Role-playing game system

True20 is a role-playing game system designed by Steve Kenson and published by Green Ronin Publishing. True20 is similar to other game systems such as d20, but it has a few different mechanics. The system was first published as a part of the Blue Rose RPG before being published as a standalone universal generic role-playing game, True20 Adventure Roleplaying.

==History==
The True20 system was originally used in Green Ronin's Blue Rose, itself based on their Mutants & Masterminds RPG. Later that year, Green Ronin released a PDF distillation of the Blue Rose rules, with an appendix of some modern-era rules, as a generic form of the game. This was followed by an expanded hardcover release in 2006. A revised softcover rulebook, combining the rules section of the True20 Adventure Roleplaying book with the True20 Companion was released in April 2008.

==Settings==
The original setting for the system was the Blue Rose in which the system first saw print. In its generic role-playing game, the original hardcover printing of the True20 Adventure Roleplaying book included four sample settings. These were chosen among publisher submitted setting with the winners announced in Dragon Magazine:
- "Caliphate Nights", an Arabian Nights-style fantasy version of the golden age of Islam, circa 800 AD. A full-color standalone hardcover was released for the setting at Origins 2006.
- "Lux Aeternum", a swashbuckling space opera.
- "Mecha vs. Kaiju", in which giant robots protect Japan from monsters.
- "Borrowed Time", a setting of Kung Fu action and gunplay against a backdrop of time-controlling conspiracies.

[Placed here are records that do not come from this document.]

PR #2386, opened 2020-09-10
Adds development note about scoped styles

abea:
Clarifies the standard rule for scoping component styles.

CC @falkodev @gregvanbrug @breyell


stuartromanek (approved):

boutell (commented):
I think there's more to this that I'm working through here:

https://apostrophecms.atlassian.net/browse/A30U-445

boutell (approved):
Correct for now, may need an update if we come up with a new name for the "just variables and mixins" import file and also have a selection of import files for actual utility classes if the component will truly need them.

PR #2388, opened 2020-09-10
search the dependencies of apostrophe for modules

boutell:


modules/@apostrophecms/storybook/template/.storybook/webpack.js
```diff
@@ -37,6 +37,13 @@ module.exports = async (config) => {
     }
   );
 
+  // Allow for an npm linked apostrophe module to work
+  config.resolve.modules = [
```
abea, line 41: Should this involve some environment variable (like excluding the production env)?

boutell: We want to resolve apostrophe asset build dependencies like apostrophe does, and apostrophe always does this. In production it is unlikely to be necessary, but it *could* come up if the project level needs a different version and npm resolves it, as it will, by putting them in different places.

stuartromanek (approved):

abea (approved):

PR #2389, opened 2020-09-11
3.0 fix duplicate scss

boutell:
I fixed the "bundle bloated by CSS" problem.

The total size of our direct Vue components and styles in the bundle dropped by 57%. That tipped the balance such that our frontend npm dependencies are now the majority of our bundle size. Which is still big. But this is a major improvement.

Here's what I did:

* I migrated all "meta" scss, i.e. mixins, variables, and functions that do *not* generate any rules if not used, into a `/mixins` folder and imported them via `/mixins/import-all.scss`, which I think is clear naming.
* I migrated all non-component-specific scss rules into `/global` and imported them via `/global/import-all.scss`.
* I configured the vue loader to implicitly import `/mixins/import-all.scss`.
* I put an import of `/global/import-all.scss` right smack at the top of the bundle. Nowhere else. We don't want duplicate rules.
* I declared every vue module's styles to be scoped, and then backed off on that only when I saw it created a problem. The only real example I think: `AposButton`, which gets styled by the admin bar in a way that breaks due to CSS specificity if the AposButton component styles are scoped. I wasn't able to figure that one out with `/deep/`, but maybe someone else can, as a followup?

This branch also incorporates my work yesterday to get storybook running again when apostrophe is npm linked, as I need that to test storybook.

Thanks to @localghost443 for spotting the issue in the first place.


modules/@apostrophecms/ui/ui/apos/scss/mixins/_theme_mixins.scss
```diff
@@ -0,0 +1,42 @@
+$font-default: -apple-system, system-ui, 'BlinkMacSystemFont', 'Segoe UI',
```
abea, line 1: It would be clearer to have a separate variables file. We could probably clean up files by moving more variables scattered about into that file and then get more of the disparate actual SCSS mixins together as well.

abea: They could be different files if that makes sense, but imported into a main mixins file to get into the full import.

modules/@apostrophecms/storybook/template/.storybook/webpack.js
```diff
@@ -28,15 +28,22 @@ module.exports = async (config) => {
...
+`@import "Modules/@apostrophecms/ui/scss/mixins/import-all.scss";
+`
           }
         }
       ]
     }
   );
 
+  // Allow for an npm linked apostrophe module to work
+  config.resolve.modules = [
```
abea, line 41: isn't this in another branch and PR?

abea (commented):
One chunk seems duplicated across two PRs. Then there's some SCSS organization I'm suggesting. That could be a new ticket as well.

modules/@apostrophecms/storybook/template/.storybook/webpack.js
boutell: It is, but I mentioned that; it's necessary here too to be able to verify the correctness of this new PR for storybook. I am not sure why it shows up as a change still since this is merged in 3.0.

modules/@apostrophecms/ui/ui/apos/scss/mixins/_theme_mixins.scss
boutell: I think that might require some deliberation among the frontend crew. Can we accept this PR as an iterative improvement and open a new ticket for that?

modules/@apostrophecms/storybook/template/.storybook/webpack.js
boutell: OK I merged the 3.0 branch into this branch and as you can see this is no longer an issue.

modules/@apostrophecms/ui/ui/apos/scss/mixins/_theme_mixins.scss
abea: Yep.

abea (approved):

boutell:
This is paused for a fix to the button scoped issue by @stuartromanek

stuartromanek (approved):
added a deep selector for secondary admin bar buttons

PR #2390, opened 2020-09-14
Ties modal lip width to right rail width

abea:
Fixes the funky right rail lip. Width didn't match the right rail. https://apostrophecms.atlassian.net/browse/A30U-438

💋

### DIFF
--- a/modules/@apostrophecms/modal/ui/apos/components/AposModal.vue
+++ b/modules/@apostrophecms/modal/ui/apos/components/AposModal.vue
@@ -383,7 +383,7 @@ export default {
   }
 
   .apos-modal__main--with-rails {
-    grid-template-columns: 18% 1fr minmax(250px, 22%);
+    grid-template-columns: 18% 1fr minmax(250px, $modal-rail-right-w);
   }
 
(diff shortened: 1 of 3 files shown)


gregvanbrug (approved):

modules/@apostrophecms/modal/ui/apos/components/AposModal.vue
```diff
@@ -383,14 +383,14 @@ export default {
   }
 
   .apos-modal__main--with-rails {
-    grid-template-columns: 18% 1fr minmax(250px, 22%);
+    grid-template-columns: 18% 1fr minmax(250px, $modal-rail-right-w);
```
falkodev, line 386: I have this when visualizing an image:
image

The button "published/unpublished" is is wider than the rail (might depend on the window's width). Only the "Save" button is present (and is not doing anything, but that might be done in another PR I guess).

abea: That is true. Yes, this stuff would be separate issues. The save button should work in the 3.0 branch right now.

stuartromanek (approved):

PR #2393, opened 2020-09-15
3/fix finished

abea:
Resolves https://apostrophecms.atlassian.net/browse/A30U-428 and https://apostrophecms.atlassian.net/browse/A30U-427.

AND it generally resolves the fact that you couldn't save edits on an image before.


abea:
For some reason the _Storybook_ editor doesn't want to populate the mock image data. The real one is fine.

boutell:
This looks good, but why is the attachment removed from the schema, isn't replacing the attachment one of your options?

abea:
That attachment field will eventually be done through another custom interface (an "Edit" button/link, I think). That is a separate user story, though. This was focused on fixing what is there.

boutell:
OK.

boutell (approved):
I assume the separate story for editing attachments that already exist is in Jira. It's not a schema field really until it can be edited.

falkodev (approved):

modules/@apostrophecms/schema/ui/apos/components/AposSchema.vue
```diff
@@ -95,6 +95,14 @@ export default {
       handler() {
         this.updateNextAndEmit();
       }
+    },
+    value: {
+      deep: true,
+      handler(newVal, oldVal) {
+        if (newVal.data.slug !== this.fieldState.slug.data) {
```
boutell, line 102: Not every schema has a slug field at all, for example relationships that have schemas. This is hardcoding a special case in a way that will crash if there isn't a slug. I'm also not sure why it's being done.

boutell (changes requested):

modules/@apostrophecms/schema/ui/apos/components/AposSchema.vue
boutell: In the original PoC components, slug fields were set up to watch title fields without polluting ApostropheSchema with special-case code. This was done via the `context` prop passed to all fields and implemented by the ApostropheFieldMixin. It looks like this feature got lost in the new Vue components.

boutell: (I'm not sure if this code is related to slugs watching titles, or something else.)

abea: I don't know if the `context` bit is related to this. The situation here is that in the image editor the document in the editor might be completely swapped out for another image document at any time. The schema needs to recognize this and update the field values.

Once the doc is passed into `AposSchema` it is updated to reflect the schema fields. This means that `_id` is removed, among others. So the only unique field I had left was `slug`.

boutell: I see. Wouldn't we always want to refresh the whole thing when any part of `value` is modified, not just slug? That's how the v-model pattern works: watch changes to the `value` prop to accept change from above, emit the `input `event to push change from below.

boutell (approved):
This removes my concern about `slug`, but I think we should be watching for any change at all inside `value` and rebuilding fieldState, in order to fully implement the v-model pattern and its support for two-way binding.

However I fear that could lead to infinite loops and pushing changes "down" is not something we actually need at this moment for this component, so I'm removing my objection; your fix with `_id` covers the territory for now.

abea:
Right. I think that would result in an infinite loop. That's why I wanted a unique field. `slug` actually wasn't great for that anyway since it could be edited. The v-model connection does work here, though.

PR #2396, opened 2020-09-16
Prevents relationship methods when not needed

abea:
Resolves https://apostrophecms.atlassian.net/browse/A30U-462. The involvement of `selectedItems` when it was not needed in the pieces manager was mutating `checked` when it shouldn't have been. I also removed an argument from `toggleRowCheck` that wasn't actually used.

### DIFF
--- a/modules/@apostrophecms/piece-type/ui/apos/components/AposPiecesManager.vue
+++ b/modules/@apostrophecms/piece-type/ui/apos/components/AposPiecesManager.vue
@@ -17,7 +17,10 @@
 
     <template v-if="relationship" #leftRail>
       <AposModalRail>
-        <AposSlatList @update="updateSlatList" :initial-items="selectedItems" :field="field" />
+        <AposSlatList
+          @update="updateSlatList"
+          :initial-items="selectedItems" :field="field"
+        />
       </AposModalRail>
     </template>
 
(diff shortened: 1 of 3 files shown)


boutell (approved):

modules/@apostrophecms/piece-type/ui/apos/components/AposPiecesManager.vue
```diff
@@ -230,12 +239,6 @@ export default {
     this.modal.active = true;
     this.getPieces();
   },
-  watch: {
-    // NOTE: revisit this during refactoring
-    checked: function() {
```
falkodev, line 235: this is needed for the relationship editor

falkodev (changes requested):

modules/@apostrophecms/piece-type/ui/apos/components/AposPiecesManager.vue
abea: It's still there. The linter wants these in a particular order, so it's moved up to line 226.

falkodev: Ok

falkodev (approved):

PR #2397, opened 2020-09-16
Fixes the height of the media library drop zone

abea:
https://apostrophecms.atlassian.net/browse/A30U-439


abea:
It should be two image squares high.

gregvanbrug (approved):

stuartromanek (approved):

PR #2400, opened 2020-09-17
3/area hover

stuartromanek:
Implements UX found here https://jsfiddle.net/stuartromanek/rxLaw1ct/18/show

@boutell this editing state flag came over from the original AposAreaEditor but is now in AposAreaWidget with `editing` as a prop.. in vue devtools it seemed like AposAreaEditor was still managing the `editing` flags correctly because of AposAreaWidget emitting editing/saving events .. does AposAreaWidget need to manage this state at all?


abea (changes requested):
A few odd bits so far. Let me know if any of these are not relevant yet.
- the drop down from the big plus button isn't aligned.
Screen Shot 2020-09-18 at 9 52 12 AM

- One of these widgets is in focus, then I hover over the other. Maybe this is alright?
Screen Shot 2020-09-18 at 9 58 34 AM

- The new widget modal I added for the Test 1 widget is far to the right so the save/cancel buttons are hidden.
Screen Shot 2020-09-18 at 9 53 26 AM

modules/@apostrophecms/ui/ui/apos/components/AposButton.vue
```diff
@@ -424,6 +434,10 @@ export default {
   }
 }
 
+.apos-button--icon.apos-button--small {
+  padding: 7.5px 10px;
```
abea, line 438: 7.5? Does the half px really do anything?

modules/@apostrophecms/ui/ui/apos/components/AposContextMenu.vue
```diff
@@ -138,7 +145,7 @@ export default {
         this.unbind();
       }
     },
-    buttonClicked() {
+    buttonClicked($event) {
```
abea, line 148: It doesn't look like `$event` is used. Does that mean the addition in `AposButton` is not needed?

modules/@apostrophecms/ui/ui/apos/scss/mixins/_theme_mixins.scss
```diff
@@ -37,6 +37,7 @@ $boolean-padding: $spacing-double;
   // stylelint-disable
   --a-primary-button-hover: #{mix(black, $color, 10%)};
   --a-primary-button-active: #{mix(black, $color, 15%)};
+  --a-primary-child: #{mix(red, $color, 50%)};
```
abea, line 40: I don't understand the semantics of this naming.

modules/@apostrophecms/area/ui/apos/components/AposAreaMenu.vue
```diff
@@ -122,17 +123,25 @@ export default {
...
+        modifiers: [ 'round', 'tiny' ],
+        iconSize: this.empty ? 20 : 11
       }
     };
   },
   computed: {
     moduleOptions() {
       return window.apos.area;
     },
+    contextOpts() {
```
abea, line 135: The naming could get confusing. `extendedContextOptions`?

modules/@apostrophecms/area/ui/apos/components/AposAreaWidget.vue
```diff
@@ -0,0 +1,468 @@
...
+<template>
+  <div class="apos-area-widget-wrapper" :data-area-widget="widgetId">
+    <div
+      class="apos-area-widget-inner"
+      :class="ui.container"
+      @mouseover="widgetMouseover($event)"
+      @mouseleave="widgetMouseleave"
+      @click="widgetFocus($event)"
+    >
+      <div
```
abea, line 11: seems like this should be a heading of some kind.

modules/@apostrophecms/area/ui/apos/components/AposAreaWidget.vue
```diff
@@ -0,0 +1,468 @@
...
+      required: true
+    },
+    contextOptions: {
+      type: Object,
+      required: true
+    }
+  },
+  emits: [ 'up', 'down', 'remove', 'edit', 'update', 'insert', 'changed' ],
+  data() {
+    const s = {
```
abea, line 154: Let's use some kind of name on this.

abea (changes requested):
A few more notes.

modules/@apostrophecms/ui/ui/apos/components/AposButton.vue
stuartromanek: don't be mean, we're already using this padding set

modules/@apostrophecms/ui/ui/apos/scss/mixins/_theme_mixins.scss
stuartromanek: changed this to full fledged `--a-secondary` 🤞

modules/@apostrophecms/area/ui/apos/components/AposAreaMenu.vue
stuartromanek: changed to the even more verbose `extendedContextMenuOptions`

modules/@apostrophecms/ui/ui/apos/components/AposContextMenu.vue
stuartromanek: removed, unneeded

stuartromanek:
@abea responding to your screenshots

1) This should be solved by https://apostrophecms.atlassian.net/jira/software/projects/A30U/boards/4?selectedIssue=A30U-447 🤞 
2) Yeah that is a valid state to be in, pretty chaotic in that screenshot though
3) These widget editors should be using the right side schema rail, I made a ticket https://apostrophecms.atlassian.net/browse/A30U-526

boutell (changes requested):
Um. Well it can't work like this, this code is modifying subproperties of a prop passed to it, which is an antipattern in Vue. You should never modify props, they should be treated as read-only.

I would say that just a boolean `editing` flag for this one widget, *not* the entire `editing` object with information about completely different widgets, should be passed as a prop to `AposAreaWidget`, so it knows when to show and hide things.

And then `AposAreaWidget` should emit events sufficient for `AposAreaEditor` to update `editing[widget._id]`.

Props and their subproperties must never be modified by our Vue components.

stuartromanek:
@boutell i'm now only checking the editing state being passed down from the parent. The widget has several ways to signal we're done editing (save, cancel, 'done') but it never tries to manage that state.

I noticed in the 3.0 branch the rich text editor never gets dismissed.. i don't think i broke that but let me know

boutell (changes requested):
This works, but please make the `editing` prop to AposAreaWidget just a boolean and pass that particular widget's current value to it, so it doesn't have more information than it needs. Thanks. 🙏

boutell (approved):
It's... it's so beautiful 😭 Thank you

abea (approved):

PR #2402, opened 2020-09-17
3/fix relation input

abea:
Resolves https://apostrophecms.atlassian.net/browse/A30U-395, "As a user, I can tag a single image through the schema," by making the relationship field fully styled.

I commented out some styles that were set too broadly. I didn't fix them fully because the fix will need to come when the pieces manager is refactored to split it apart from the relationships manager.

To test, click to edit an image in the media library. Or look at the relationship input field in the storybook.

### DIFF
--- a/modules/@apostrophecms/schema/ui/apos/components/AposInputRelationship.vue
+++ b/modules/@apostrophecms/schema/ui/apos/components/AposInputRelationship.vue
@@ -17,6 +17,7 @@
             tabindex="0"
           >
           <AposButton
+            class="apos-input-relationship__button"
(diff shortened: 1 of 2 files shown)


stuartromanek (approved):

stuartromanek (approved):

falkodev:
Credit URL is oddly small

image

falkodev (commented):
Credit URL

abea:
@falkodev The url field is outside the scope of this ticket. This is only about styling the relationship input.

falkodev (approved):

PR #2411, opened 2020-09-21
3/disable pager

abea:
Disables the pager when there is only one page of results.


abea:
@stuartromanek Fixing the color made me realize that the `AposButton` disable color is different from the one used on the inputs. I think they should both work from a single variable set in the theme file. We'd need to decide between base-4 and base-7.

stuartromanek:
@abea testing in storybook, it looks like we should make the button disabled state follow the input disabled state

stuartromanek (approved):

falkodev (approved):

PR #2415, opened 2020-09-22
Fixes scoped tree styles

abea:


boutell (approved):
LGTM (your relative import paths seem cool to me since you're not crossing a module boundary here)

stuartromanek (approved):

PR #2420, opened 2020-09-23
3/pieces views relations mgr

abea:
Resolves https://apostrophecms.atlassian.net/browse/A30U-435, "Create AposRelationshipManager modal component to use AposPiecesManagerView and AposMediaManagerView"

It really reflects a different approach altogether, using the manager modals without a built-in slat list.


modules/@apostrophecms/modal/ui/apos/mixins/AposDocsManagerMixin.js
```diff
@@ -41,32 +71,46 @@ export default {
...
+      if (!this.checkedDocs) {
+        return;
+      }
+
+      // If in a relationship input context, keep `checkedDocs` in sync with
+      // `checked`, first removing from `checkedDocs` if no longer in `checked`
+      this.checkedDocs.filter(doc => this.checked.includes(doc._id));
+      // then adding to `checkedDocs` if not there yet. These should be in
+      // `items`.
+      // TODO: Once we have the option to select all docs of a type even if not
```
abea, line 85: This is a significant TODO, but I don't think we're getting "select all things of this type in the db" in alpha version. It's one of those situations that will likely never get too crazy, but if someone did want to choose 400 products to relate to another document we would need to set a `busy` state for sure while we got all those docs. That's why I thought it might be better done a level up.

modules/@apostrophecms/modal/ui/apos/mixins/AposDocsManagerMixin.js
```diff
@@ -41,32 +71,46 @@ export default {
...
+      // database... maybe better to do that in the relationship input?
+      this.checked.forEach(id => {
+        if (this.checkedDocs.findIndex(doc => doc._id === id) === -1) {
+          this.checkedDocs.push(this.items.find(item => item._id === id));
+        }
+      });
     }
   },
   methods: {
-    toggleRowCheck(id) {
```
abea, line 47: This wasn't doing a lot for us.

modules/@apostrophecms/modal/ui/apos/mixins/AposDocsManagerMixin.js
boutell: If this means it doesn't work right if you select two things from one text search or other filtering scenario and then two things from another one, which i.e. are not on the screen at the same time in the list view, then it's not ready. "Select Everything" is not necessary for this scenario to apply, the selection view must be fully independent of what happens to be on the current page or the architecture is still unsettled.

But I'm not sure if that's what you're saying or not.

boutell (changes requested):

boutell (approved):
Thanks.

PR #2423, opened 2020-09-24
Checks for valid widget browser data in area editor

abea:
Ensures that we have browser data for widget modules before using them in the area editor. If you have a widget in your document that is no longer in the application then you won't have the browser data to use it.


stuartromanek (changes requested):
Console warn the offending widget name in addition to the server log

falkodev (approved):

stuartromanek (approved):

PR #2898, opened 2021-04-09
Adds warning for malformed $or conditionals

abea:
Do we need this? I ran into it trying an object and thought this error handling could help.


boutell (changes requested):
Good idea, but it belongs in the schema module which already does a lot of one time startup validation, rather than all the time browser console stuffs.

boutell (approved):
Sounds good. You can do `JSON.stringify(thing, null, '  ')` to get readable formatting and line breaks, but I'm not sure if you even wanted a multiline response here.

PR #2904, opened 2021-04-12
PRO-1104 3/preview draft

stuartromanek:
https://linear.app/apostrophecms/issue/PRO-1104/preview-button-on-pagepiece-creation

### DIFF
--- a/modules/@apostrophecms/doc-type/ui/apos/components/AposDocEditor.vue
+++ b/modules/@apostrophecms/doc-type/ui/apos/components/AposDocEditor.vue
@@ -31,6 +31,10 @@
         @copy="onCopy"
       />
       <AposButton
+        v-if="canPreviewDraft" type="secondary"
+        @click="saveDraftAndPreview" label="Preview Draft"
+      />
+      <AposButton
         type="primary" :label="saveLabel"
         :disabled="saveDisabled"
         @click="submit"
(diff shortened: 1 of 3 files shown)


modules/@apostrophecms/doc-type/ui/apos/components/AposDocEditor.vue
```diff
@@ -525,6 +540,16 @@ export default {
         }
         this.$emit('modal-result', doc);
         this.modal.showModal = false;
+        if (navigate) {
+          if (doc._url) {
+            window.location = doc._url;
+          } else {
+            await apos.notify(`Draft saved but could not navigate to a preview. Try creating a ${(this.moduleOptions.label || '')} index page`, {
```
stuartromanek, line 547: this language stinks

stuartromanek:
@boutell Do I need to do anything before [kicking the user out to the `_url`](https://github.com/apostrophecms/apostrophe/pull/2904/files#diff-deaa2014c6fa12403ae9a4304464a5fa140efe1aa78ea9502e562fde73782b3eR545) ? .. Currently this gives me a 404 even when the index page is ready to go.

boutell (approved):
This logic is correct. If it 404s even though _url is set, then that's a bug for me, please open a ticket for me. I think it's as simple as make an articles page in a3-demo and create a draft article, hit preview draft, 404, right?

PR #2908, opened 2021-04-14
PRO-1177 username following

abea:
Reduces user creation steps by telling the username field to follow the title.


boutell (approved):
This is not a blocker, but in addition, should we do any transformations here? i.e. do we want to encourage mixed case and punctuation and spaces in usernames? I don't think we've ever forbidden them, so maybe yes? But it might not be what users find convenient to remember and type later.

PR #2909, opened 2021-04-14
Changes users title field to Display Name

abea:
It may not always be a full human name or they  may not want to give their full name. We're requiring it, so we can reduce mental friction by calling it Display Name instead.


stuartromanek (approved):
can't be mad

PR #2910, opened 2021-04-14
PRO-1161 restrict permissions by role

boutell:
Permissions restrictions by role are now fully enforced.

This is *not* a PR to adjust the UI so we don't show inappropriate functionality, etc. I'll be addressing that in other tickets. However it's actually pretty convenient for evaluation purposes, because you can try things and get appropriate error messages. (Bearing in mind that most of those would never be seen under normal circumstances once we do add the UI affordances, so we don't need to go nuts making every "forbidden" pretty.)

### DIFF
--- a/modules/@apostrophecms/permission/index.js
+++ b/modules/@apostrophecms/permission/index.js
@@ -41,7 +41,7 @@ module.exports = {
       // the action on that doc type generally.
       //
       // If a permission is not specific to particular documents,
-      // for instance `view-draft`, `docOrType` may be omitted.
+      // `docOrType` may be omitted.
       //
       // The doc passed need not already exist in the database.
       //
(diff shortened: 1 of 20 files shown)


boutell:
Also, the grid of roles is now populated with the truth (although there are separate tickets to adjust the grid on various points).

boutell:
There is a separate ticket for the page tree rules, I implemented the most obvious one here (contributors can't drag published pages) but not the stuff about the trash. Would like to land this incremental step first.

boutell:
If there's anything I *didn't do yet* in this ticket, I would appreciate a followup ticket, as long as this implementation is good in what it does do and constitutes an iterative improvement. We need to land this soon so I can start to put other tickets truly "in review."

modules/@apostrophecms/permission/index.js
```diff
@@ -67,28 +103,82 @@ module.exports = {
...
+            };
+          } else if (role === 'editor') {
+            return {
+              type: {
+                $nin: restrictedTypes
+              }
+            };
+          } else {
+            return {
+              _id: 'thisIdWillNeverMatch'
```
abea, line 161: Can't we throw an error? Somehow they've tried to initiate an editing action without being a contrib, editor, or admin. Something is actually wrong there.

modules/@apostrophecms/permission/index.js
```diff
@@ -67,28 +103,82 @@ module.exports = {
...
+        } else if (action === 'publish') {
+          if (role === 'editor') {
+            return {
+              type: {
+                $nin: restrictedTypes
+              }
+            };
+          } else {
+            return {
+              _id: 'thisIdWillNeverMatch'
```
abea, line 173: Same here and below

modules/@apostrophecms/permission/ui/apos/components/AposInputRole.vue
```diff
@@ -109,8 +114,13 @@ export default {
       // Allows expression of non-string values
       this.next = this.choices.find(choice => choice.value === JSON.parse(value)).value;
     },
-    async getTypes() {
-      return (await apos.http.get(`${apos.permission.action}/grid`, {})).types;
+    async getTypes(role) {
```
abea, line 117: It's really `getPermissions`, right? Or `getPermissionSets`? `getTypes` seems like it's populating `choices`.

modules/@apostrophecms/task/index.js
```diff
@@ -203,35 +206,56 @@ module.exports = {
...
+      // object simulating a user with the editor role.
+      getEditorReq(options) {
+        return self.getReq({
+          role: 'editor',
+          ...options
+        });
+      },
+
+      // Convenience wrapper for `getReq`. Returns a request
+      // object simulating a user with the editor role.
```
abea, line 253: Typo here: "simulating a user with the editor role"

modules/@apostrophecms/task/index.js
```diff
@@ -203,35 +206,56 @@ module.exports = {
...
+      // and no `req.user`.
+      getAnonReq(options) {
+        return self.getReq({
+          role: 'anon',
+          ...options
+        });
+      },
+
+      // Convenience wrapper for `getReq`. Returns a request
+      // object simulating a user with the editor role.
```
abea, line 226: Typo here: "simulating a user with the editor role"

test/users.js
```diff
@@ -31,6 +31,7 @@ describe('Users', function() {
     user.username = 'JaneD';
     user.password = '123password';
     user.email = 'jane@aol.com';
+    user.role = 'admin';
```
abea, line 34: Maybe add a test or tests showing other user roles can't insert or edit users. A big CYA there.

modules/@apostrophecms/piece-type/index.js
```diff
@@ -178,8 +178,8 @@ module.exports = {
       return result;
     },
     async getOne(req, _id) {
-      self.publicApiCheck(req);
       _id = self.inferIdLocaleAndMode(req, _id);
+      self.publicApiCheck(req);
```
abea, line 182: Why move these?

abea (changes requested):
Contributor:
- Moving an unpublished page is unpredictable. I had two published pages created by the admin, then added a page as a Contrib. As the Contrib, I tried to move that page about. I could move it to be the first child of Home, but not between the two others... unless I was dragging it out of the archive. It's not clear what should be working there.
- The inability to discard a page draft is murky territory. I guess it makes sense to not be able to do that as a Contrib.

modules/@apostrophecms/permission/index.js
boutell: I wanted to make this a little less brittle than that, in case someone is using the super pattern on it; exception throwing is a little expensive if it has to happen every time and then get caught and turned into something else. Whereas changing the return value would be lightweight and speedy.

modules/@apostrophecms/task/index.js
boutell: I don't see the typo?

modules/@apostrophecms/task/index.js
boutell: This is intentional.

test/users.js
boutell: Agreed will do that.

modules/@apostrophecms/piece-type/index.js
boutell: Inferring the mode alters the result of the permissions check made in publicApiCheck, allowing contributors to do things they should be able to do without forcing us to change our REST API design to always require ?apos-mode even when it can be inferred from the _id.

boutell:
* "Moving an unpublished page is unpredictable:" this was actually a bug in "move." Fixed.
* "Discard draft": this now works for contributors, as long as it's a never-published document. I hadn't implemented the "delete" permission.

abea (approved):

abea (changes requested):
still think we throw errors

abea (approved):
Looks good. We could do the same `_id: null` on L184 instead of the error now, but also would be good to merge as-is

The Revised Edition offers sections on fantasy, space, horror and modern adventures. A follow-up volume, True20 Worlds of Adventure, includes five additional settings, ranging from "Land of the Crane", based in an imaginary land based on medieval Japan, to "The Razor in the Apple", a horror setting based on the idea of children battling monsters.

==System==
Utilizing the Open Gaming License, True20 is derived from Wizards of the Coast's d20 System. Differences from the parent game include the following:

Ability scores are given as simple modifiers (+1, +2, etc.) and not as a statistic in the range of 3 to 18. A single 20-sided die is used for each roll. Instead of hit points, characters experience "damage conditions" as in Mutants & Masterminds.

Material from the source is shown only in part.